Your assignment: Every line in the records below between the one holding "ethax-ross, line 79: Is" and the one holding "ethax-ross, line 120: Why", inclusive, is to be set down exactly; all other lines are to be left out.

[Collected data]
PR #401, opened 2020-09-29
GITPB-689 LogIt integration

jebw:
### JIRA ticket number

GITPB-689

### Context

We should be generating logs which are useful to LogIt - initially that means single line logs, or logs where the multiple parts of a request can be grouped togther

1. Make STDOUT logs synchronous
2. Only load Semantic logging if either SEMANTIC_LOGGING or CF_INSTANCE_GUID are set
3. Make puma reopen the log output when if it forks a worker if running with semantic logging

### Notes

1. I've tested to make sure param filtering is honoured - visiting `http://localhost:3000/?first_name=Joe` shows as `[FILTERED]`

### DIFF
--- a/config/environments/production.rb
+++ b/config/environments/production.rb
@@ -43,7 +43,7 @@ Rails.application.configure do
 
   # Use the lowest log level to ensure availability of diagnostic information
   # when problems arise.
-  config.log_level = :debug
+  config.log_level = :info
 
   # Prepend all log lines with the following tags.
   config.log_tags = [:request_id]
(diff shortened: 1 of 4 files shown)


ethax-ross (dismissed):

config/environments/production.rb
```diff
@@ -76,11 +76,11 @@
   # require 'syslog/logger'
   # config.logger = ActiveSupport::TaggedLogging.new(Syslog::Logger.new 'app-name')
 
-  if ENV["RAILS_LOG_TO_STDOUT"].present?
-    logger           = ActiveSupport::Logger.new(STDOUT)
-    logger.formatter = config.log_formatter
-    config.logger    = ActiveSupport::TaggedLogging.new(logger)
-  end
+  # if ENV["RAILS_LOG_TO_STDOUT"].present?
```
ethax-ross, line 79: Is this intentionally commented out? can we just delete it?

config/environments/production.rb
```diff
@@ -110,4 +110,20 @@
...
   config.x.google_maps_key = ENV["GOOGLE_MAPS_KEY"].presence || \
     Rails.application.credentials.google_maps_key.presence
+
+  # Configure Semantic Logging for production environments
+  # This cannot be conditionally loaded so we use it all the time in production
+  # like environments.
+  #
+  # The rails_semantic_logger gem overwrites the log initializer code and by
+  # this point its too late to monkey patch that
+  STDOUT.sync = true
```
ethax-ross, line 120: Why does this need to be synchronous?

jebw: My experience on other stdout logging is that there can be a significant lag flushing. If the log msg relates to a problem and the service is restarted/node recycled than you never end up with the log info? This is stdout so I wasn't anticipating it being a significant block?

No strong feelings though?

ethax-ross: Cool, no I'm fine with that, I was just interested in the reason

ethax-ross (approved):

PR #413, opened 2020-10-02
Expose ActiveSupport metrics to Prometheus

ethax-ross:
- Add Prometheus::Client

Add the `Prometheus::Client` for aggregating and exporting metrics on the `/metrics` endpoint.

Configured to use `DirectFileStore` as this supports Puma forking additional processes (by default metrics will be summed together; if we use a gauge metric this may not be desirable). The DirectFileStore is the recommended approach for applications with pre-fork servers/multi-processors, but there are caveats:

1. When scraped by Prometheus the store reads all the files into memory (one file per metric per process), which can bump up the memory usage a fair amount. I don't anticipate this being an issue for us yet/soon given the amount of metrics we're collecting is small.

2. The metric files need to be cleared out each time the application starts to avoid a new instance exporting metrics from a previous one; I've done this programatically on start but since we're dockerized it probably won't matter anyway.

3. A large number of files can be created; there's no real solution for this one in the client library. If we're on the way to running out of disk space we should be alerted by infrastructure monitoring, but I imagine worst-case scenario is the container runs out of memory, blows up and a new one spins up to take it's place. It would only result in a problem if it happens on all instances at the same time - if we're worried about that then we could schedule periodic restarts of the instances to keep the usage low.

- Add ActiveSupport::Notifications instrumentation

Add metrics for recording notifications exposed from ActiveSupport, such as request durations, view rendering runtimes and cache reads.

### DIFF
--- a/Gemfile
+++ b/Gemfile
@@ -43,6 +43,8 @@ gem "dotenv-rails"
 
 gem "govuk_design_system_formbuilder"
 
+gem "prometheus-client"
+
 gem "sentry-raven"
 
 gem "get_into_teaching_api_client_faraday", github: "DFE-Digital/get-into-teaching-api-ruby-client", require: "api/client"
--- a/Gemfile.lock
+++ b/Gemfile.lock
@@ -162,6 +162,7 @@ GEM
     parallel (1.19.1)
     parser (2.7.1.3)
       ast (~> 2.4.0)
+    prometheus-client (2.1.0)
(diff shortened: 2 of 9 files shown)


jebw (approved):
Looks good to me now that Prometheus accesses the end points directly.

Would be nice to add CPU, Ram and Disk to the metrics but those could be a subsequent PR?

PR #415, opened 2020-10-05
Remove "No Preference" and "Other" from preferred teaching subject options

ethax-ross:
- Remove No Preference/Other from MailingList::Steps::Subject
- Remove No Preference/Other from Event::Steps::PersonalisedUpdates

We no longer want "No Preference" or "Other" to be available values when selecting your preferred teaching subject.


DrLazer (approved):
cool, looks good to me

peteryates (commented):
Looks good.

PR #416, opened 2020-10-05
change cta banner colour

sigmaben:
Change to green as this is activation colour. from Branding feedback.


peteryates (approved):
Looks good

PR #417, opened 2020-10-05
Add extra copy to provider events

peteryates:
### JIRA ticket number

N/A

### Context

Small copy change for events of type 'School and University Event'

School or University events are now considered as though they can't be signed up for online. Instead of displaying any information in the 'How to apply' section the following text directs them to the event information section where they _should_ be given all the required info.

> To register for this event, follow the instructions in the event information section.

The 'Sign up for this event' button is also hidden when the event is a 'School or University Event'.

### Guidance to review

Does it look sane? I'm not sure the additional helper is an optimal solution here, it really should be a method on the event object (or a wrapper of it).

Screenshot from 2020-10-05 13-01-43

### DIFF
--- a/app/helpers/events_helper.rb
+++ b/app/helpers/events_helper.rb
@@ -26,7 +26,7 @@ module EventsHelper
   end
 
   def can_sign_up_online?(event)
-    event.web_feed_id && event_status_open?(event)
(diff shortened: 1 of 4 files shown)


DrLazer (approved):
Looks good to me

PR #420, opened 2020-10-06
Prefix metrics with "app_" to distinguish them from other apps

ethax-ross:
All of our metrics are scraped by the same Prometheus instance, so we need to differentiate the metric names to be able to easily reference them in Grafana. The API metrics are prefixed with "api_" so it makes sense to prefix the app metrics with "app_".


peteryates (approved):
:+1:

PR #421, opened 2020-10-06
Rescue on GetIntoTeachingApiClient::ApiError

ethax-ross:
The Api Client rescues errors and exposes them as an ApiError, we need to rescue on this as well as the underlying Faraday error.


jebw (changes requested):
Should rescue from both I think?

ethax-ross:
I don't think it can throw a Faraday error as it swallows them, but I'll double check 👀

jebw (approved):

PR #423, opened 2020-10-06
Only render the first 9 events per category on the events index

peteryates:
### JIRA ticket number

N/A

### Context

Now there's been an influx of online events the index page is a bit unwieldy. After a discussion, doing this in the frontend (versus the API) was deemed the most straightforward approach for the time being.

Only show the first 9 events per category

### Guidance to review

Is this the best approach? The associated spec being a request spec didn't feel quite right but provisioning the variables for a view spec seemed fairly complex.


app/controllers/events_controller.rb
```diff
@@ -70,4 +76,8 @@ def event_search_params
     (params[Events::Search.model_name.param_key] || defaults)
       .permit(:type, :distance, :postcode, :month)
   end
+
+  def cap_results?
+    params.dig("events_search").blank?
```
ethax-ross, line 81: Does this return true or false when someone does an 'empty search'? i.e. if they search but using the default selections of all types and nationwide? I _think_ we would want to cap in this scenario, but may be worth double checking with Myles. Either way it would be good for a test to clarify I think?

jebw: Just seen this - hadn't really seen this controller code before - would it make sense to either move it to the Search model, or better create a Categories PORO model - that could be initialised from an API response. And then the logic of the categorisation can get tested at unit test level?

peteryates: @jebw - think that might be phase two, I'm definitely planning on revisiting this controller with regards to splitting out some of the more complex functionality and generally thinning it out a bit. This seemed like a high priority fix to prevent the events page from being exceedingly long.

peteryates: @ethax-ross - yeah, Myles agreed. Just pushed with the `#cap_results?` logic updated. Thanks

ethax-ross (approved):

PR #424, opened 2020-10-06
Added logging to a second GTM container

jebw:
### Context

We may potentially need to integrate with a second Gtm Container

1. Reformatted and generalised some of the GTM code
2. Added a Gtm2 controller which inherits from the original Gtm controller
3. Updated the helpers to initialise that


peteryates (approved):
Overall this looks fine to me.

I think numbering them `1` and `2` could probably make things a little clearer still, but I guess this is more of a speculative PR.

PR #429, opened 2020-10-07
Combine regular and short event boxes

peteryates:
### JIRA ticket number

N/A

### Context

Combine the two event box components and allow the 'short' one to be toggled via the `condensed` param. Also take an opportunity to tidy the HTML a bit and fix a couple of display/alignment bugs.

The main point of these changes was to make the event box easier to deal with by
* only having one component rather than two very similar ones,
* to tidy the HTML and CSS slightly
* to fix some problems caused by long text appearing alongside icons
* change the divider `<div>` elements to `<hr>`

| Description | Before | After |
| --------------- | ---------- | ------- |
| Event box as displayed on `/events` | Screenshot from 2020-10-07 13-48-51 | Screenshot from 2020-10-07 13-49-15
| Event icon label alignment fix (note the B in 'Birmingham' compared to the 'O' in 'Online' above) | Screenshot from 2020-10-07 13-50-43 | Screenshot from 2020-10-07 13-50-55 |
| Event icon label overflow fix | Screenshot from 2020-10-07 13-52-12 | Screenshot from 2020-10-07 13-52-23 |

### Guidance to review

General sense check, have I taken the right approach here? Is there a better option than `display: table` for icon alignment (without going down the `grid`/`subgrid` route plus fallbacks for users of lesser browers!).


sigmaben (changes requested):
Align icons left with the text above.

peteryates:
Screenshot from 2020-10-08 14-12-50

sigmaben (approved):

PR #2912, opened 2022-10-21
Allow searching with distance but no postcode

ethax-ross:
### Trello card

[Trello-3784](https://trello.com/c/pzop8GSN/3784-address-500-errors-served-on-event-search)

### Context

We think users are entering a postcode then searching by distance and finding 0 results, prompting them to remove their postcode (instead of changing the distance to nationwide).

Allow searching by distance without a postcode; treating it as if they have selected nationwide, which is likely their intent.

- Allow searching with distance but no postcode

### DIFF
--- a/app/controllers/teaching_events_controller.rb
+++ b/app/controllers/teaching_events_controller.rb
@@ -111,7 +111,7 @@ private
 
   def setup_results
     @event_search = TeachingEvents::Search.new_decrypt(search_params)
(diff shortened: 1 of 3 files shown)


gemmadallmandfe (approved):
Looks good to me - tested:

* searching with search radius but no postcode
* searching with invalid postcode

asatwal (commented):
👍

Reply to the task:
ethax-ross, line 79: Is this intentionally commented out? can we just delete it?

config/environments/production.rb
```diff
@@ -110,4 +110,20 @@
...
   config.x.google_maps_key = ENV["GOOGLE_MAPS_KEY"].presence || \
     Rails.application.credentials.google_maps_key.presence
+
+  # Configure Semantic Logging for production environments
+  # This cannot be conditionally loaded so we use it all the time in production
+  # like environments.
+  #
+  # The rails_semantic_logger gem overwrites the log initializer code and by
+  # this point its too late to monkey patch that
+  STDOUT.sync = true
```
ethax-ross, line 120: Why does this need to be synchronous?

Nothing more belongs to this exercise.